Question

Picric acid has been used in the leather industry and in etching copper. However, its laboratory use has been restricted because it dehydrates on standing and can become shock sensitive. It has an acid dissociation constant of 0.42.
a. What is the [H3O+] for an 0.52 M solution of picric acid? Enter to 4 decimal places.

Answer 1

Answer:

0.3023 M

Explanation:

Let Picric acid = $H_{picric}$

So,  $H_{picric}$     +       $H_2}O$          ⇄      $H_3}O^+$     +     $Picric^-$

The ICE table can be given as:

                          $H_{picric}$     +       $H_2}O$          ⇄      $H_3}O^+$     +     $Picric^-$

Initial:                0.52                                               0                  0

Change:             - x                                                 + x                 + x

Equilibrium:      0.52 - x                                        + x                 + x

Given that;

acid dissociation constant  ($K_a$) = 0.42

$K_a = \frac{[H_3O^+][Picric^-]}{H_{picric}}$

$0.42 = \frac{[x][x]}{0.52-x}}$

$0.42 = \frac{[x]^2}{0.52-x}}$

0.42(0.52-x) = x²

0.2184 - 0.42x = x²

x²  + 0.42x - 0.2184 = 0                   -------------------- (quadratic equation)

Using the quadratic formula;

$\frac{-b+/-\sqrt{b^2-4ac} }{2a}$    ;     ( where +/-  represent ± )

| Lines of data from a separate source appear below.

PR #931, opened 2022-08-25
z/OS Listing FullName sometimes incorrect

FanDjango:
#928 is fine but I discovered this type that needs to be fixed. 

It causes the `item.FullName` to be incorrect for any z/OS GetListing.


robinrodricks:
Thanks!

PR #932, opened 2022-08-25
Update FtpClient_Stream.cs

elmar69:


elmar69:
This is an fix to Pull Request #567. As documented there it is not really necessary to close AsyncWaitHandle on unsucessfull connect. Indeed this seems to be harmful, I do get an "System.ObjectDisposedException: Safe handle has been closed" when trying to connect to an offline host.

= $\frac{-0.42+/-\sqrt{(0.42)^2-4(1)(-0.2184)} }{2*1}$

= $\frac{-0.42+/-\sqrt {0.1764+0.8736} }{2}$

= $\frac{-0.42+\sqrt {1.0496} }{2}$     OR   $\frac{-0.42-\sqrt {1.0496} }{2}$

= $\frac{-0.42+1.0245}{2}$       OR    $\frac{-0.42-1.0245}{2}$

= $\frac{0.6045}{2}$                 OR    $-\frac{1.4445}{2}$

= 0.30225          OR     - 0.72225

So, we go by the +ve integer that says:

x =  0.30225

x = [ $H_3}O^+$ ] = [   $Picric^-$ ] =  0.3023  M

∴  the value of  [H3O+] for an 0.52 M solution of picric acid  = 0.3023 M     (to 4 decimal places).